Isaacman, In re

Decision Date03 June 1994
Docket NumberNo. 93-5716,93-5716
PartiesBankr. L. Rep. P 75,948 In re Kenneth L. ISAACMAN, Debtor. J.E. NICHOLSON, Jr., Plaintiff-Appellant, v. Kenneth L. ISAACMAN, Defendant-Appellee.
CourtU.S. Court of Appeals — Sixth Circuit

J. Nevin Smith (briefed), Margaret B. White (briefed), Dana G. Diment, Smith & Diment, Carrollton, GA, for plaintiff-appellant.

Randall J. Fishman (briefed), Memphis, TN, for defendant-appellee.

Before: MERRITT, Chief Judge; and MILBURN and SILER, Circuit Judges.

MILBURN, Circuit Judge.

In this bankruptcy proceeding, plaintiff J.E. Nicholson, Jr. filed a complaint seeking to have a debt owed to him by defendant Kenneth L. Isaacman declared nondischargeable. The bankruptcy court concluded that plaintiff's complaint was untimely, despite the fact that it was filed within the date set by the court clerk following a change of venue, 149 B.R. 502. The district court affirmed. On appeal, the issues are (1) whether a bankruptcy court is empowered to exercise its equitable powers to correct its own mistake where a creditor reasonably relies on that mistake, and (2) whether the bankruptcy court in this case abused its discretion in failing to exercise its equitable powers and accept plaintiff's untimely complaint. For the reasons that follow, we reverse and remand.

I.
A.

Defendant filed a petition under Chapter 7 of the Bankruptcy Code in the United States Bankruptcy Court for the Northern District of Georgia on March 19, 1992. Several days later, the bankruptcy court clerk for that district issued a "Notice of Commencement of Case Under Chapter 7 of the Bankruptcy Code." J.A. 104. Among other things, the notice provided that a meeting of creditors was scheduled on April 28, 1992, and that the deadline to file a complaint to determine the dischargeability of certain types of debts, sometimes referred as the "bar date," was June 29, 1992. A copy of this notice was mailed to plaintiff, and plaintiff appeared at the creditors meeting on April 28, 1992.

The United States Trustee subsequently filed a motion to transfer venue to the Western District of Tennessee, and a hearing was scheduled on June 12, 1992. There is no evidence that the hearing was conducted. However, by order dated June 1, 1992, a Bankruptcy Judge for the Northern District of Georgia entered a consent order transferring the case to the Bankruptcy Court in the Western District of Tennessee.

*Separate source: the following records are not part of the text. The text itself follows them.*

PR #1474, opened 2016-04-30
Fix creation of lsmb_dbadmin, and include step to install cpan deps

sbts:
Add new function CPAN_InstallPackages(), 
add missing -e to many echo statements, 
fix creation of lsmb_dbadmin and add additional features / User info

### DIFF
--- a/utils/install/lsmb-install.sh
+++ b/utils/install/lsmb-install.sh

Upon receiving the entire case file, the clerk's office for the United States Bankruptcy Court for the Western District of Tennessee issued a "Notice of Commencement of Case under Chapter 7 of the Bankruptcy Code." J.A. 119. Among other things, the notice provided that a meeting of creditors was scheduled for July 22, 1992, and that the deadline to file a complaint to determine the dischargeability of certain types of debts was September 21, 1992. A copy of the notice was mailed to plaintiff on June 25, 1992, only four days before the bar date (June 29, 1992) set by the bankruptcy court for the Northern District of Georgia was to expire. When an attorney for plaintiff inquired by telephone whether a new bar date had been set for filing complaints to determine the dischargeability of certain types of debts, the attorney was advised by the clerk's office for the United States Bankruptcy Court for the Western District of Tennessee that a new bar date had been set for September 21, 1992.

B.

Relying on the oral representation of the bankruptcy court clerk's office, plaintiff filed a complaint in the United States Bankruptcy Court for the Western District of Tennessee on September 21, 1992, seeking to have a debt owed to him by defendant declared nondischargeable. Without specifying the applicable provisions of the Bankruptcy Code, plaintiff alleged that the debt was obtained by false pretenses, false representations, and actual fraud. Plaintiff also alleged that the amount due and owing totaled $629,000.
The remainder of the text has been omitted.